By Danial Azhar
KUALA LUMPUR, May 5 (Reuters) – Global chip industry group SEMI said on Tuesday that it expects a recent surge in demand for semiconductors to be sustained despite supply chain disruptions stemming from the Middle East crisis and other trade uncertainties.
Worldwide semiconductor sales are forecast to hit $1 trillion this year, doubling to $2 trillion by 2035, fueled by booming growth in data centres used to power artificial intelligence technologies.
SEMI chief executive Ajit Manocha told Reuters that risks arising from geopolitical tensions were unlikely to curtail the boom this year, though persistent shortages of raw materials may affect the longer-term outlook.

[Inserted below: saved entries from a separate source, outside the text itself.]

PR #978, opened 2026-08-06
Add support for vendor extensions to standard clusters, with WAGO WindowCovering attributes

agners:
## Summary

Some vendors add manufacturer-specific attributes to **standard** Matter clusters (vendor ID in the upper 16 bits of the attribute ID) instead of defining an entirely custom cluster. The custom-clusters package could so far only describe new clusters, not such extensions.

This PR adds a small `clusterExtension()` helper to the custom-clusters package that registers vendor attributes on a standard cluster in the matter.js model. Registered extension attributes are then decoded, typed and exposed like regular attributes — including flowing automatically into the generated Python cluster definitions and the dashboard `descriptions.ts`.

As first user, it describes the Window Covering extension attributes of the **WAGO Home Blind Control** (2757-1105 Wi-Fi / 2757-1106 Thread, vendor ID 0x1534/5428):

| Attribute | ID | Type | Meaning |
|---|---|---|---|
| `WagoTravelTimeUp` | `0x15340001` | uint32, writable | Travel time closed → open, 10 ms units |
| `WagoTravelTimeDown` | `0x15340002` | uint32, writable | Travel time open → closed, 10 ms units |
| `WagoSlatRotationTime` | `0x15340003` | uint32, writable | Full slat rotation time, ms |

Semantics were determined by changing each value in the WAGO Home app and diffing node dumps; all three matched exactly. Note the device also re-measures the travel times on every full end-to-end run (reference run behavior per the product manual), so values may change without an explicit write. A fourth vendor attribute (`0x15340004`, bool) exists but its meaning is not yet identified, so it is deliberately not included.

The generated Python client exposes them as `WindowCovering.Attributes.WagoTravelTimeUp` etc., enabling Home Assistant number entities as follow-up.

## Testing

- `npm run format-verify`, `npm run lint`
- `python_client`: 68 tests pass, including a new test asserting the extension attributes resolve on `WindowCovering`
- Values verified against the real device (dumps with known app settings)

Related: #973


packages/custom-clusters/src/extensions/wago.ts
```diff
@@ -0,0 +1,43 @@
...
+ * the covering. The device re-measures them on every full end-to-end travel,
+ * so their values may change without an explicit write.
+ */
+clusterExtension("WindowCovering", [
+    {
+        id: 0x15340001,
+        name: "WagoTravelTimeUp",
+        type: "uint32",
+        access: "RW VM",
+        conformance: "O",
```
Apollon77: I would keep conformance out here because with this style they can only be "O" ever ... any "M" would create some strange effects potentially ... so lets better hard code "O" in the method above rather than specifying here until we have a need to

Apollon77 (approved):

“I think this year is probably in the bag…. And if we run into some more material shortages, if those problems are not resolved, yes, there can be some impact on that,” he said in an interview on the sidelines of a regional industry forum.
Manocha declined to comment on which subsectors could be affected, but said governments were working to address shortages of critical minerals as well as bromine and helium, key gases used in chip manufacturing.
Prices of helium, a by-product of natural gas processing, rose sharply in March after the U.S.-Israel war on Iran disrupted such operations in Qatar, the world’s largest supplier of liquefied natural gas (LNG).
South Korean chipmakers have also warned of potential shortages of bromine, much of which is produced in the Middle East.
Manocha earlier told the forum that Southeast Asian countries should aim to build more semiconductor fabrication plants in the coming decade to help the sector diversify and reduce supply risks.
Just six of the 64 new fabs expected to become operational in Asia by 2029 were in the continent’s southeast, with the rest concentrated mostly in China and Taiwan, he said.
“We want to see more hubs to come in the like-minded countries, more hubs to come in place, so that we de-risk the vulnerabilities,” he said, adding that it was “really important that Southeast Asia steps up.”